The U.S. Food and Drug Administration has announced the approval of a vaccine called Arexvy, making it the first-ever vaccine for respiratory syncytial virus (RSV) to be authorized for use in the United States. Dr. Peter Marks, Ph.D., hailed the FDA's decision as a significant public health milestone.
"Older adults, in particular, those with underlying health conditions, such as heart or lung disease or weakened immune systems, are at high risk for severe disease caused by RSV," Marks said.
The respiratory syncytial virus (RSV) is highly transmissible and can infect individuals of all ages, causing respiratory infections. RSV tends to circulate seasonally, typically beginning in the fall and reaching its peak during the winter months. In the case of older adults, RSV is a frequent cause of lower respiratory tract disease (LRTD), which affects the lungs and can lead to severe complications such as pneumonia and bronchiolitis (inflammation of the small airway passages in the lungs).
"Today's approval of the first RSV vaccine is an important public health achievement to prevent a disease which can be life-threatening and reflects the FDA's continued commitment to facilitating the development of safe and effective vaccines for use in the United States," Marks said.
According to data from the U.S. Centers for Disease Control and Prevention, RSV is responsible for an estimated 60,000 to 120,000 hospitalizations and 6,000 to 10,000 deaths annually in individuals aged 65 and above in the United States.
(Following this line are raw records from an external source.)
PR #366, opened 2026-03-10
feat: improve iOS offline editor experience

dcalhoun:
## What?

Improve the offline editor experience by adding network fallback mode support, an offline indicator, and graceful degradation when the device is offline.

## Why?

Fix CMM-1206.

When opening the iOS GutenbergKit editor while offline without a cached bundle, the editor fails to load entirely. The expected behavior is to fall back to the bundled editor and display a notice indicating that the user is offline.

## How?

- **Network fallback mode**: Add a `NetworkFallbackMode` enum and configuration property that enables automatic fallback to bundled resources when network requests fail (`EditorService`, `EditorConfiguration`).
- **Offline indicator**: Create an `OfflineIndicator` component that displays a "Working Offline" status bar with an offline icon when the device loses connectivity, using browser online/offline events. Uses `speak()` from `@wordpress/a11y` to announce "Network connection lost, working offline" for screen readers.
- **iOS demo app improvements**: Add a Network Fallback picker to the site configuration view. When the device is offline, fall back to offline defaults instead of showing an error, allowing the editor to still be opened.
- **Documentation**: Add a Network Fallback Mode section to the preloading docs.

## Testing Instructions

1. Open the iOS demo app.
2. Navigate to a configured site's Editor Configuration.
3. Enable "Automatic" for the Network Fallback picker.
4. Enable airplane mode.
5. Tap "Start" to open the editor.
6. Verify the editor loads with the bundled editor and displays a "Working Offline" indicator at the top with a wifi-off icon.
7. Disable airplane mode.
8. Verify the "Working Offline" indicator disappears.

1. Enable VoiceOver on the device.
2. With the editor open, enable airplane mode.
3. Verify VoiceOver announces "Network connection lost, working offline."
4. Navigate to the offline indicator and verify it reads "Working Offline."

## Screenshots or screencast

https://github.com/user-attachments/assets/935de5e6-1b38-434f-8b29-a46d7a053895

### DIFF
--- a/ios/Demo-iOS/Sources/Views/SitePreparationView.swift
+++ b/ios/Demo-iOS/Sources/Views/SitePreparationView.swift
@@ -292,8 +292,15 @@ class SitePreparationViewModel {
             siteURL: URL(string: config.siteUrl)!,
             siteApiRoot: URL(string: config.siteApiRoot)!
         )
-        .setShouldUseThemeStyles(false)
-        .setShouldUsePlugins(false)
+        // Optimistically enable theme styles and plugins so that
+        // previously-cached assets from an earlier online session can still be
+        // used. For sites that don't support these features, this is safe
+        // because EditorService won't be able to fetch the remote manifests
+        // while offline and the automatic network fallback will gracefully
+        // degrade to an empty asset bundle.
+        .setShouldUseThemeStyles(true)
+        .setShouldUsePlugins(true)
+        .setNetworkFallbackMode(.automatic)
         .setAuthHeader(config.authHeader)
         .setLogLevel(.debug)
         .build()
--- a/ios/Demo-iOS/Sources/Views/SitePreparationView.swift
+++ b/ios/Demo-iOS/Sources/Views/SitePreparationView.swift
@@ -57,6 +57,11 @@ struct SitePreparationView: View {
                 Toggle("Enable Native Inserter", isOn: $viewModel.enableNativeInserter)
                 Toggle("Enable Network Logging", isOn: $viewModel.enableNetworkLogging)
 
+                Picker("Network Fallback", selection: $viewModel.networkFallbackMode) {
+                    Text("Disabled").tag(NetworkFallbackMode.disabled)
+                    Text("Automatic").tag(NetworkFallbackMode.automatic)
+                }
+
                 if viewModel.postTypes.isEmpty {
                     HStack {
                         Text("Post Type")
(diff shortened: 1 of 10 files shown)


src/components/offline-indicator/index.jsx
```diff
@@ -0,0 +1,72 @@
...
+		window.addEventListener( 'offline', handleOffline );
+
+		return () => {
+			window.removeEventListener( 'online', handleOnline );
+			window.removeEventListener( 'offline', handleOffline );
+		};
+	}, [] );
+
+	return { isConnected };
+}
```
dcalhoun, line 72: Using `navigator.onLine` and the `online`/`offline` events is proving highly unreliable. Namely, they don't ever report an "offline" state in Android Chrome when airplane mode is activated (and wi-fi disabled). So, this needs to be replaced. 

That said, the primary target of this work is ensuring the iOS editor _opens_ when offline. Currently, it displays a full-screen error message. 

I consider this PR a quick iteration to improve the UX. I plan to follow up later, refactoring this "Working Offline" indicator to rely upon native OS capabilities that are far more capable of detecting internet—either within the GBK library or from bridge communication with the host app. 

In the meantime, I suggest we merge this given it unblocks the editor on iOS while offline.

ios/Demo-iOS/Sources/Views/SitePreparationView.swift
```diff
@@ -257,6 +278,27 @@ class SitePreparationViewModel {
...
+    }
+
+    private static func buildOfflineConfiguration(for config: ConfiguredEditor) -> EditorConfiguration {
+        EditorConfigurationBuilder(
+            postType: .post,
+            siteURL: URL(string: config.siteUrl)!,
+            siteApiRoot: URL(string: config.siteApiRoot)!
+        )
+        .setShouldUseThemeStyles(false)
+        .setShouldUsePlugins(false)
```
kean: Shouldn't you still be able to use plugins offline assuming all required assets are available locally? What happens if you get reconnected? Do you need to close and re-open the editor to get the "full" version?

kean (commented):
I smoke-tested the changes. The editor did load and indicator did show up.
Left one comment for clarification.

ios/Demo-iOS/Sources/Views/SitePreparationView.swift
dcalhoun: > Shouldn't you still be able to use plugins offline assuming all required assets are available locally? What happens if you get reconnected?

Yes, that makes sense. I addressed this in 396185237f9cc1e3e957ee48c1c4a900d314dcbb. 

It's OK to optimistically set these values to `true` in this specific scenario because a network request will never be made to the site. So, it has no negative impact if the site doesn't support these features. 

You can now use themes/plugins while offline when...

1. Open the site configuration view. 
2. Tap Preload Editor. 
3. Enable airplane mode. 
4. Start the editor. 

> What happens if you get reconnected? Do you need to close and re-open the editor to get the "full" version?

I did not handle this scenario specifically. Currently you would need to close and reopen the editor to fetch missing themes, plugins, etc.

kean (approved):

As per a recent report from the U.S. Food and Drug Administration, a vaccine named Arexvy has been granted approval on May 3. This marks the first-ever RSV vaccine to receive approval for usage in the United States. The press release states that Arexvy has been authorized to prevent lower respiratory tract disease (LRTD) resulting from RSV in individuals 60 years and older. The FDA examined the safety and efficacy of Arexvy by analyzing data from an ongoing clinical trial, which is randomized, placebo-controlled, and being conducted in the U.S. and other countries, with participants aged 60 or above.
The primary goal of the clinical trial was to determine the safety and efficacy of administering a single dose of Arexvy to individuals aged 60 and above. The trial will be conducted over three RSV seasons to assess the duration of efficacy as well as the safety and efficacy of repeat vaccinations. The FDA's assessment was based on data from the initial RSV season of the trial, which involved administering a single dose of Arexvy. As per the press release, 12,500 participants received Arexvy while another 12,500 were given a placebo. Participants who received the vaccine saw a reduction of 82.6% in the incidence of LRTD and a 94.1% decrease in the risk of developing severe LRTD.
As reported by the Associated Press, the FDA's approval has paved the way for the RSV vaccine to be administered to individuals aged 60 and above starting this autumn. However, before deciding whether every senior should receive RSV protection or only those at high risk, the CDC's advisors are scheduled to discuss the matter in June. The report highlights that the quest for an RSV vaccine has taken decades and has been marked by repeated failures. One significant setback occurred in 1960 when an experimental vaccine worsened children's infections. Presently, there is still no RSV vaccine available for children.